Comment by throw219080123

6 days ago

> consider the fact that both Gemini and OpenAI got gold medal level performance

Yet ChatGPT 5 imagines API functions that are not there and cannot figure out basic solutions even when pointed to the original source code of libraries on GitHub.

5 comments

throw219080123

simonw 6 days ago

Which is why you run it in a coding agent loop using something like Codex CLI - then it doesn't matter if it imagines a non-existent function because it will correct itself when it tries to run the code.

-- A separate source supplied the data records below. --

Issue #1729, opened 2021-04-14
[SCAP.R.3005] xccdf:rule-result doesn't contain role attribute


jan-cerny:
#### Description of Problem:

ARF file created by OpenSCAP when evaluating the r3005-datastream-01.xml from SCAP 1.3 validation test suite is invalid according to SCAPVAL.

#### OpenSCAP Version:
current usptream maint-1.3 as of HEAD 2e804671d765475138c41393f552c193882fbe01

#### Operating System & Version:
F 33

#### Steps to Reproduce:

1. oscap xccdf eval --profile xccdf_gov.nist.validation_profile_r3005_01 --results-arf /tmp/arf.xml R3005/r3005-datastream-01.xml
2. sudo java -jar /opt/scapval/scapval-1.3.2.jar -resultfile /tmp/arf.xml -scapversion 1.3
3. firefox validation-report.html

#### Actual Results:
Some of the rule-result elements in the generated ARF don't contain role attribute and therefore they fail scapval tool validation specifically RES-392-1

```The @role, @severity, and @weight attributes of the <xccdf:rule-result> element SHALL be provided to indicate their values used during assessment. ```

#### Expected Results:
the attribute isn't missing and scapval doesn't report problems

PR #1733, opened 2021-04-14
Set the default value of role attribute

jan-cerny:
By default the value of role member of struct xccdf_refine_rule was set
to zero when created which happened usually when parsing a
xccdf:refine-rule element. But the value of 0 doesn't map to the default
value of the role attribute of xccdf:refine-rule element. The default
value of this attribute is "full" according to the XCCDF specification.
As a result when creating XCDF results or ARF results the role attribute
of xccdf:rule-result hasn't been created. That's a problem according to
scapval.
Fixes: #1729


evgenyz:
LGTM, thanks!

PR #1734, opened 2021-04-15
Fix CMake warnings

evgenyz:
Problems addressed: 

```
CMake Deprecation Warning at CMakeLists.txt:1 (cmake_minimum_required):
  Compatibility with CMake < 2.8.12 will be removed from a future version of
  CMake.

  Update the VERSION argument <min> value or use a ...<max> suffix to tell
  CMake that the project does not need compatibility with older versions.
```
```
CMake Warning (dev) at /usr/share/cmake/Modules/FindPackageHandleStandardArgs.cmake:426 (message):
  The package name passed to `find_package_handle_standard_args` (DBUS) does
  not match the name of the calling package (DBus).  This can lead to
  problems in calling code that expects `find_package` result variables
  (e.g., `_FOUND`) to follow a certain pattern.
  cmake/FindDBus.cmake:59 (FIND_PACKAGE_HANDLE_STANDARD_ARGS)
  CMakeLists.txt:104 (find_package)
```
```
CMake Error at utils/CMakeLists.txt:24 (target_link_libraries):
  The plain signature for target_link_libraries has already been used with
  the target "oscap".  All uses of target_link_libraries with a target must
  be either all-keyword or all-plain.
  The uses of the plain signature are here:
   * utils/CMakeLists.txt:11 (target_link_libraries)
```


CMakeLists.txt
```diff
@@ -1,4 +1,4 @@
-cmake_minimum_required(VERSION 2.6)
+cmake_minimum_required(VERSION 2.8...3.19)
```
jan-cerny, line 1: Why do you set that 3.19 is the maximum? What will happen in future? Have you tried the 3.20? What are the problems of the current latest release?

jan-cerny (changes requested):
PR has no description.

CMakeLists.txt
evgenyz: It does not work like that. It basically says that we require the CMake to be *at least* somewhere between 2.8...3.19. There is no cap on the version, it is still *minimum required*.

evgenyz: Yeah, and 3.19 is what I have ATM and can confirm that it is working.

JAORMX (approved):

evgenyz:
Oh, hey Ozz, what wind brought you here? :)

JAORMX:
@evgeni got interested in reviewing some OpenSCAP PRs; that's all.

evgenyz:
@evgeni Hello, again :)

evgeni:
Hi! Long time no see :)

jan-cerny:
@evgenyz There is a similar message in https://jenkins.open-scap.org/job/openscap-pull-requests-multi/752/label=fedora/console also for Perl:

```
-- Found PCRE: /usr/lib64/libpcre.so  
CMake Warning (dev) at /usr/share/cmake/Modules/FindPackageHandleStandardArgs.cmake:272 (message):
  The package name passed to `find_package_handle_standard_args` (Perl) does
  not match the name of the calling package (PerlLibs).  This can lead to
  problems in calling code that expects `find_package` result variables
  (e.g., `_FOUND`) to follow a certain pattern.
```

evgenyz:
Hmm, wonder why I don't have it

PR #1740, opened 2021-04-19
Remove codecov.io

jan-cerny:
Due to lack of proper unit tests in our project it would not
produce useful results.


evgenyz:
Okay

PR #1742, opened 2021-04-22
tests: Fix minor problems

evgenyz:


tests/DS/test_ds_misc.sh
```diff
@@ -253,8 +253,8 @@ function test_ds_continue_without_remote_resources() {
 function test_source_date_epoch() {
 	local xccdf="$srcdir/sds_multiple_oval/multiple-oval-xccdf.xml"
 	local result="$(mktemp)"
-	local timestamp="2020-03-05T12:09:37"
-	export SOURCE_DATE_EPOCH="1583410177"
+	local timestamp="2015-03-05T12:09:37"
+	export SOURCE_DATE_EPOCH="1425557377"
```
jan-cerny, line 257: I really don't understand the fix. I think that you have only changed the date but the rest works the same. Can you explain it?

evgenyz: The problem is in here:
```c
		char *source_date_epoch = getenv("SOURCE_DATE_EPOCH");
		if (source_date_epoch == NULL ||
			(mtime = (time_t)strtoll(source_date_epoch, NULL, 10)) <= 0 ||
			mtime > file_stat.st_mtime)
                                mtime = file_stat.st_mtime;
```
You have a "newer" source on your machine than in the repo.

evgenyz: Well, now I'm not even sure. Since I made the scratch build from my sources it might be that I have something off in terms of timestamps.

jan-cerny:
@openscap-ci test this please

tests/DS/test_ds_misc.sh
evgenyz: Okay, we don't need it. It was my screw-up.

jan-cerny: @evgenyz Do you know any details? I'm curious.

evgenyz: Well, it looks like I was trying to break the test at some point and succeeded. And forgot about it.

Issue #1743, opened 2021-04-22
Add missing XCCDF Profile selection remark to HTML report


cipherboy:
#### Description of Problem:

I was discussing how to add commentary to a tailoring file the other day on `#openscap`. I suggested adding a `remark` under the `select` element of a `profile`. However:

OpenSCAP doesn't display the `<xccdf:remark />` child of a `<xccdf:select />` inside a `<xccdf:Profile />` in the corresponding HTML report.

This is allowed [by the standard](https://csrc.nist.gov/CSRC/media/Publications/nistir/7275/rev-4/final/documents/nistir-7275r4_updated-march-2012_clean.pdf) -- pdf page 43, noted as page 36. 

Take for instance this DS:

```xml
      <xccdf-1.2:Profile id="xccdf_org.ssgproject.content_profile_cis_level1_server">
        <xccdf-1.2:title xml:lang="en-US" override="true">CIS Ubuntu 20.04 Level 1 Server Benchmark</xccdf-1.2:title>
        <xccdf-1.2:description xml:lang="en-US" override="true">This baseline aligns to the Center for Internet Security
Ubuntu 20.04 LTS Benchmark, v1.0.0, released 07-21-2020.</xccdf-1.2:description>
        <xccdf-1.2:select idref="xccdf_org.ssgproject.content_rule_file_groupowner_cron_allow" selected="true">
            <xccdf-1.2:remark>My testing remark on disabling groupowner_chron_allow</xccdf-1.2:remark>
        </xccdf-1.2:select>
        ....
      </xccdf-1.2:Profile>
```

This eventually gets rendered into a results.xml like the following:

```xml
  <Profile id="xccdf_org.ssgproject.content_profile_cis_level1_server">
    <title xmlns:xhtml="http://www.w3.org/1999/xhtml" xml:lang="en-US" override="true">CIS Ubuntu 20.04 Level 1 Server Benchmark</title>
    <description xmlns:xhtml="http://www.w3.org/1999/xhtml" xml:lang="en-US" override="true">This baseline aligns to the Center for Internet Security
Ubuntu 20.04 LTS Benchmark, v1.0.0, released 07-21-2020.</description>
    <select idref="xccdf_org.ssgproject.content_rule_file_groupowner_cron_allow" selected="true">
      <remark xml:lang="en-US">My testing remark on disabling groupowner_chron_allow</remark>
    </select>
    ...
  </Profile>
```

And a HTML report like follows:

[...]

PR #1744, opened 2021-04-26
Added remark under a select of a profile to the HTML XCCDF report

Mab879:
This PR adds remark under a select of a profile as discussed in #1743.

Willing to fix any issues you all might find.

Big thanks to @cipherboy for pointing me to this issue.

### DIFF
--- a/xsl/xccdf-report-impl.xsl
+++ b/xsl/xccdf-report-impl.xsl
@@ -852,9 +852,13 @@ Authors:
                         </xsl:apply-templates>
                 </div></td></tr>
             </xsl:if>
-            <xsl:if test="$profile/cdf:select[@idref=$item/@id]/cdf:remark/text()">
-                <tr><td>Remark</td><td class="remark">
-                    <xsl:value-of select="$profile/cdf:select[@idref=$item/@id]/cdf:remark/text()" />
+            <xsl:if test="count($profile/cdf:select[@idref=$item/@id]/cdf:remark) > 0">
+                <tr><td>Remarks</td><td class="remarks">
+                    <xsl:for-each select="$profile/cdf:select[@idref=$item/@id]/cdf:remark">
+                        <blockquote class="small">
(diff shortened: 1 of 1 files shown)


jan-cerny:
Thank you. It works great.

I have two suggestions:
1) It would be nice to have the same feature also in HTML guide. Sometimes the people review the HTML guides before applying the profile, so they would be interested in the remarks. It would also support https://github.com/ComplianceAsCode/content/issues/6889
2) I think it can be useful to enable it also for tailoring files - ie. for profiles that are children of `<xccdf:Tailoring>`. However it won't be as easy because you will have to pass the tailoring element as another parameter to the template.

xsl/xccdf-report-impl.xsl
```diff
@@ -852,6 +852,11 @@ Authors:
                         </xsl:apply-templates>
                 </div></td></tr>
             </xsl:if>
+            <xsl:if test="$profile/cdf:select[@idref=$item/@id]/cdf:remark/text()">
```
cipherboy, line 855: Just an FYI, I was reading the standard tonight:

> The `<xccdf:select>` element MAY have one or more `<xccdf:remark>`
> elements (strings) containing explanatory material or other prose. Each
> instance of `<xccdf:remark>` MAY have an `@xml:lang` attribute (see
> Section 6.2.10).

IIUC, this doesn't handle having multiple remarks under the selected item. You'll probably need to iterate over each remark and add it to a separate section.

cipherboy (changes requested):
Sadly, according to the XCCDF spec, we'll need to support multiple `<xccdf:remark />` elements and IIUC this doesn't yet. :/

xsl/xccdf-report-impl.xsl
Mab879: This should fixed in my latest commit.

jan-cerny:
@openscap-ci test this please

Can you expand on "cannot figure out basic solutions even when pointed to the original source code of libraries on GitHub"? I have it do that all the time and it works really well for me (at least with modern "reasoning" models like GPT-5 and Claude 4.)

steveklabnik 6 days ago

As a human, I sometimes write code that does not compile first try. This does not mean that I am stupid, only that I can make mistakes. And the development process has guardrails against me making mistakes, namely, running the compiler.

alickz 6 days ago

Agreed
Infallibility is an unrealistic bar to mark LLMs against

orbital-decay 6 days ago

Yes. I don't see why these have to be mutually exclusive.

buildbot 6 days ago

I feel they are mutually inclusive! I don’t think you can meaningfully create new things if you must always be 100% factually correct, because you might not know what correct is for the new thing.